Vodafone and Three UK had lately stated that the latest determination by the U.Ok.’s Competitors and Markets Authority (CMA) to hold out a brand new in-depth evaluation of their proposed merger was consistent with the anticipated timeframe for completion of the transaction.

Final yr, Vodafone UK, which is owned by Vodafone Group and Three UK, owned by CK Hutchison Holdings, had introduced a brand new three way partnership settlement that will deliver their operations beneath a single community supplier. Below the phrases of the proposed merger, Vodafone will personal 51% of the brand new entity whereas Hutchison Group will personal 49%.
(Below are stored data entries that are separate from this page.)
PR #1317, opened 2020-11-24
Update MySQL user roles when users are modified

### LINKED ISSUE #1311: Bug: SQL Users whose spec is updated to change assigned roles do not update roles in the backing DB
**Describe the bug**
SQL Users whose spec is updated to change assigned roles do not update roles in the backing DB. I believe that this applies to all SQL users we currently support, but need to reproduce to be sure.

**To Reproduce**
Create user, specify some roles, remove 1 and update user, check DB to see if that role was removed for that user.

**Expected behavior**
The user is no longer a member of that role (as if it has been removed via `EXEC sp_droprolemember 'Role', 'userName';`)

matthchr:
This is related to but does not resolve #1311

We need to decide if we want to support this functionality at all. It's "easiest" for MySQL and harder for Azure SQL (I haven't even looked into PostgreSQL).

**If applicable**:
- [x] this PR contains tests

### DIFF
--- a/controllers/mysql_combined_test.go
+++ b/controllers/mysql_combined_test.go
@@ -9,10 +9,14 @@ import (
 	"context"
 	"testing"
 
+	"github.com/stretchr/testify/assert"
 	metav1 "k8s.io/apimachinery/pkg/apis/meta/v1"
+	"k8s.io/apimachinery/pkg/types"
 
 	azurev1alpha1 "github.com/Azure/azure-service-operator/api/v1alpha1"
 	"github.com/Azure/azure-service-operator/api/v1alpha2"
+	"github.com/Azure/azure-service-operator/pkg/resourcemanager/mysql"
+	"github.com/Azure/azure-service-operator/pkg/resourcemanager/mysql/mysqluser"
 )
 
 func TestMySQLHappyPath(t *testing.T) {
@@ -32,6 +36,7 @@ func TestMySQLHappyPath(t *testing.T) {
 	RequireInstance(ctx, t, tc, mySQLServerInstance)
 
 	// Create a mySQL replica
+
 	mySQLReplicaInstance := v1alpha2.NewReplicaMySQLServer(mySQLReplicaName, rgName, rgLocation, mySQLServerInstance.Status.ResourceId)
 	mySQLReplicaInstance.Spec.StorageProfile = nil
 
@@ -76,6 +81,8 @@ func TestMySQLHappyPath(t *testing.T) {
 
 	ruleName := GenerateTestResourceNameWithRandom("mysql-fw", 10)
 
+	// This rule opens access to the public internet, but in this case
+	// there's literally no data in the database
 	ruleInstance := &azurev1alpha1.MySQLFirewallRule{
 		ObjectMeta: metav1.ObjectMeta{
 			Name:      ruleName,
@@ -85,11 +92,14 @@ func TestMySQLHappyPath(t *testing.T) {
 			Server:         mySQLServerName,
 			ResourceGroup:  rgName,
 			StartIPAddress: "0.0.0.0",
-			EndIPAddress:   "0.0.0.0",
+			EndIPAddress:   "255.255.255.255",
 		},
 	}
 
 	EnsureInstance(ctx, t, tc, ruleInstance)
+
+	// Create user and ensure it can be updated
+	RunMySQLUserHappyPath(ctx, t, mySQLServerName,mySQLDBName, rgName)
 
 	// Create VNet and VNetRules -----
 	RunMySqlVNetRuleHappyPath(t, mySQLServerName, rgLocation)
@@ -98,4 +108,70 @@ func TestMySQLHappyPath(t *testing.T) {
 	EnsureDelete(ctx, t, tc, mySQLDBInstance)
 	EnsureDelete(ctx, t, tc, mySQLServerInstance)
 	EnsureDelete(ctx, t, tc, mySQLReplicaInstance)
+}
+
+func RunMySQLUserHappyPath(ctx context.Context, t *testing.T, mySQLServerName string, mySQLDBName string, rgName string) {
+	assert := assert.New(t)
+
+	// Create a user in the DB
+	username := GenerateTestResourceNameWithRandom("user", 10)
+	user := &azurev1alpha1.MySQLUser{
+		ObjectMeta: metav1.ObjectMeta{
+			Name:      username,
+			Namespace: "default",
+		},
+		Spec: azurev1alpha1.MySQLUserSpec{
+			ResourceGroup: rgName,
+			Server:        mySQLServerName,
+			DbName:        mySQLDBName,
+			Username:      username,
+			Roles:         []string{"SELECT"},
+		},
+	}
+	EnsureInstance(ctx, t, tc, user)
+
+	// Update user
+	namespacedName := types.NamespacedName{Name: username, Namespace: "default"}
+	err := tc.k8sClient.Get(ctx, namespacedName, user)
+	assert.NoError(err)
+
+	updatedRoles := []string{"UPDATE", "DELETE", "CREATE", "DROP"}
+	user.Spec.Roles = updatedRoles
+	err = tc.k8sClient.Update(ctx, user)
+	assert.NoError(err)
+
+	// TODO: Ugh this is fragile, the path to the secret should probably be set on the status?
+	// See issue here: https://github.com/Azure/azure-service-operator/issues/1318
+	secretNamespacedName := types.NamespacedName{Name: mySQLServerName, Namespace: "default"}
+	adminSecret, err := tc.secretClient.Get(ctx, secretNamespacedName)
+	adminUser := string(adminSecret["fullyQualifiedUsername"])
+	adminPassword := string(adminSecret[mysqluser.MSecretPasswordKey])
+	fullServerName := string(adminSecret["fullyQualifiedServerName"])
+
+	db, err := mysql.ConnectToSqlDB(
+		ctx,
+		mysql.MySQLDriverName,
+		fullServerName,
+		mySQLDBName,
+		mysql.MySQLServerPort,
+		adminUser,
+		adminPassword)
+	assert.NoError(err)
+
+	assert.Eventually(func() bool {
+		roles, err := mysql.ExtractUserRoles(ctx, db, username, mySQLDBName)
+		assert.NoError(err)
+
+		if len(roles) != len(updatedRoles) {
+			return false
+		}
+
+		for _, role := range updatedRoles {
+			if _, ok := roles[role]; !ok {
+				return false
+			}
+		}
+
+		return true
+	}, tc.timeout, tc.retry, "waiting for DB user to be updated")
 }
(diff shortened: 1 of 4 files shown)


controllers/mysql_combined_test.go
```diff
@@ -99,3 +109,70 @@ func TestMySQLHappyPath(t *testing.T) {
...
+	namespacedName := types.NamespacedName{Name: username, Namespace: "default"}
+	err := tc.k8sClient.Get(ctx, namespacedName, user)
+	assert.NoError(err)
+
+	updatedRoles := []string{"UPDATE", "DELETE", "CREATE", "DROP"}
+	user.Spec.Roles = updatedRoles
+	err = tc.k8sClient.Update(ctx, user)
+	assert.NoError(err)
+
+	// TODO: Ugh this is fragile, the path to the secret should probably be set on the status?
```
babbageclunk, line 143: Yeah, really good call.

controllers/mysql_combined_test.go
```diff
@@ -99,3 +109,70 @@ func TestMySQLHappyPath(t *testing.T) {
...
+		}
+
+		for _, role := range updatedRoles {
+			if _, ok := rolesForThisDB[role]; !ok {
+				return false
+			}
+		}
+
+		return true
+	}, tc.timeout, tc.retry, "waiting for DB user to be updated")
```
babbageclunk, line 177: Test for removing a user's role as well?

pkg/helpers/sqlrole.go
```diff
@@ -0,0 +1,33 @@
+package helpers
+
+type SQLRoleAction string
+
+const (
+	RoleActionDelete = "delete"
+	RoleActionCreate = "create"
+)
+
+type SQLRoleAndAction struct {
```
babbageclunk, line 10:
```suggestion
type SQLRoleAction struct {
```

pkg/helpers/sqlrole.go
```diff
@@ -0,0 +1,33 @@
...
+	Role   string
+	Action SQLRoleAction
+}
+
+func DiffCurrentAndExpectedSQLRoles(currentRoles map[string]struct{}, expectedRoles map[string]struct{}) []SQLRoleAndAction {
```
babbageclunk, line 15: I think this would be cleaner returning adds and deletes as two slices - all the callers need to split them out them anyway. If you're worried about getting them muddled up you could make them a struct with Added and Deleted fields.

pkg/helpers/sqlrole_test.go
```diff
@@ -0,0 +1,84 @@
...
+				switch roleAndAction.Action {
+				case RoleActionCreate:
+					adds[roleAndAction.Role] = struct{}{}
+				case RoleActionDelete:
+					removes[roleAndAction.Role] = struct{}{}
+				}
+
+			}
+
+			assert.Equal(c.expectedRoleCreates, adds)
```
babbageclunk, line 79: If you made `DiffCurrentAndExpectedSQLRoles` return two slices you could use assert.ElementsMatch to compare them independent of order here.

pkg/resourcemanager/mysql/mysqlhelper.go
```diff
@@ -88,30 +93,112 @@ func ConnectToSQLDBAsCurrentUser(
...
+// ExtractUserRoles extracts the roles the user has. The result is a map of database to roles
+func ExtractUserRoles(ctx context.Context, user string, db *sql.DB) (map[string]map[string]struct{}, error) {
+	if err := helpers.FindBadChars(user); err != nil {
+		return nil, errors.Wrapf(err, "problem found with username")
+	}
+
+	// TODO: Possibly need to fully qualify this with database name?
+	rows, err := db.QueryContext(ctx, "SHOW GRANTS FOR ?", user)
+	if err != nil {
+		return nil, errors.Wrapf(err, "failed to list grants for user %s", user)
```
babbageclunk, line 127: Failed is redundant here - just `listing grants for user blah` would be better.

pkg/resourcemanager/mysql/mysqlhelper.go
```diff
@@ -88,30 +93,112 @@ func ConnectToSQLDBAsCurrentUser(
...
+	}
+	defer rows.Close()
+
+	result := make(map[string]map[string]struct{})
+	for rows.Next() {
+		var row string
+		err := rows.Scan(&row)
+		if err != nil {
+			return nil, errors.Wrapf(err, "failed to iterate returned rows")
```
babbageclunk, line 136: Same here.

pkg/resourcemanager/mysql/mysqlhelper.go
```diff
@@ -88,30 +93,112 @@ func ConnectToSQLDBAsCurrentUser(
...
 		// an administrator user and then doing whatever they want without SQL injection.
 		// See https://github.com/go-sql-driver/mysql/blob/3b935426341bc5d229eafd936e4f4240da027ccd/connection.go#L198
 		// for specifics of what go-mysql-driver supports.
-		tsql := fmt.Sprintf("GRANT %s ON `%s`.* TO ?", role, database)
-		_, err := db.ExecContext(ctx, tsql, user)
-		if err != nil {
-			errorStrings = append(errorStrings, err.Error())
+		switch roleAndAction.Action {
+		case helpers.RoleActionCreate:
+			tsql := fmt.Sprintf("GRANT %s ON `%s`.* TO ?", roleAndAction.Role, database)
```
babbageclunk, line 189: The GRANT and REVOKE commands can accept multiple roles, so you could just issue two statements (or one if one of the slices was empty) rather than one per role changed.

pkg/resourcemanager/mysql/mysqlhelper.go
```diff
@@ -88,30 +93,112 @@ func ConnectToSQLDBAsCurrentUser(
...
+}
+
+// ExtractUserRoles extracts the roles the user has. The result is a map of database to roles
+func ExtractUserRoles(ctx context.Context, user string, db *sql.DB) (map[string]map[string]struct{}, error) {
+	if err := helpers.FindBadChars(user); err != nil {
+		return nil, errors.Wrapf(err, "problem found with username")
+	}
+
+	// TODO: Possibly need to fully qualify this with database name?
+	rows, err := db.QueryContext(ctx, "SHOW GRANTS FOR ?", user)
```
babbageclunk, line 125: The output of SHOW GRANTS is really intended for humans, can we get the information we need by querying the information schema? That would hopefully give us individual rows for each role so you wouldn't need the nasty parsing. (Trying to find a clear reference for doing this - I'm more familiar with the postgres ones for this kind of info.)

babbageclunk (dismissed):
This looks good, but possibly there's a way to get the role information in a more machine-readable format.

pkg/resourcemanager/mysql/mysqlhelper.go
babbageclunk: I just tried it out, I think selecting from `information_schema.user_privileges` would get what you want, since we're granting on everything?

controllers/mysql_combined_test.go
```diff
@@ -76,6 +81,8 @@ func TestMySQLHappyPath(t *testing.T) {
 
 	ruleName := GenerateTestResourceNameWithRandom("mysql-fw", 10)
 
+	// This rule opens access to the public internet, but in this case
+	// there's literally no data in the database
```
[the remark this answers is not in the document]
matthchr: Yeah, I originally tried to get the IP and then realized it wasn't going to work because we dont know what routing looks like outside of the docker container/VM.

controllers/mysql_combined_test.go
matthchr: Filed an issue for this here: https://github.com/Azure/azure-service-operator/issues/1318

controllers/mysql_combined_test.go
matthchr: This test actually tests both at once. I set the desired roles from `SELECT` to `UPDATE, DELETE, CREATE, DROP`

matthchr: So for the test to pass `SELECT` had to have been removed.

pkg/helpers/sqlrole.go
matthchr: The enum was already called that

pkg/helpers/sqlrole.go
matthchr: Will do the struct instead.

pkg/helpers/sqlrole.go
matthchr: This goes away with the change below though, so resolving this.

pkg/helpers/sqlrole_test.go
matthchr: Had them return two maps (since order doesn't matter and duplicates don't make sense), so kept using `Equal`.

pkg/resourcemanager/mysql/mysqlhelper.go
matthchr: Nice

pkg/resourcemanager/mysql/mysqlhelper.go
matthchr: Trying this out

matthchr: This works. I've changed to this which is quite a lot cleaner and makes me feel significantly better about the chances this is going to work in practice with real users and permissions. I left a note stating that this works only because we're limited in what permissions we manage (only per-DB, rather than per-table or per-column).

controllers/mysql_combined_test.go
babbageclunk: Oh sorry, missed that!

pkg/resourcemanager/mysql/mysqlhelper.go
```diff
@@ -88,31 +90,72 @@ func ConnectToSQLDBAsCurrentUser(
...
+func ExtractUserRoles(ctx context.Context, db *sql.DB, user string, database string) (map[string]struct{}, error) {
+	if err := helpers.FindBadChars(user); err != nil {
+		return nil, errors.Wrapf(err, "problem found with username")
+	}
+
+	// Note: This works because we only assign permissions at the DB level, not at the table, column, etc levels -- if we assigned
+	// permissions at more levels we would need to do something else here such as join multiple tables or
+	// parse SHOW GRANTS with a regex.
+	tsql := fmt.Sprintf("SELECT PRIVILEGE_TYPE from information_schema.SCHEMA_PRIVILEGES WHERE GRANTEE = '''%s''@''%%''' and TABLE_SCHEMA = ?", user)
+	rows, err := db.QueryContext(ctx, tsql, database)
```
babbageclunk, line 103: Grantee can be a parameter here, can't it? You'd still have to build the weird formatting with the quotes and @ - that's a bit easier if you don't need to sql-quote it.
```suggestion
	tsql := "select privilege_type from information_schema.schema_privileges where grantee = ? and table_schema= ?"
	formattedUser := fmt.Sprintf("'%s'@'%'", user)
	rows, err := db.QueryContext(ctx, tsql, formattedUser, database)
```

I tend to make queries all lowercase, not sure what the standard is - a lot of people prefer SQL keywords in uppercase.

matthchr: Yeah all of the existing queries we have are all uppercase for the keywords at least. I'll fix this

babbageclunk (approved):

The CMA lately highlighted that it has issues that the deal may result in cellular clients dealing with increased costs and decreased high quality.

The CMA launched the preliminary part of an antitrust investigation in January after the entity was notified by the 2 carriers concerning the proposed merger. This preliminary evaluation is designed to establish whether or not the deal might result in a “substantial lessening of competitors” and subsequently requires an in-depth, part 2 investigation, which had been already launched by the regulator.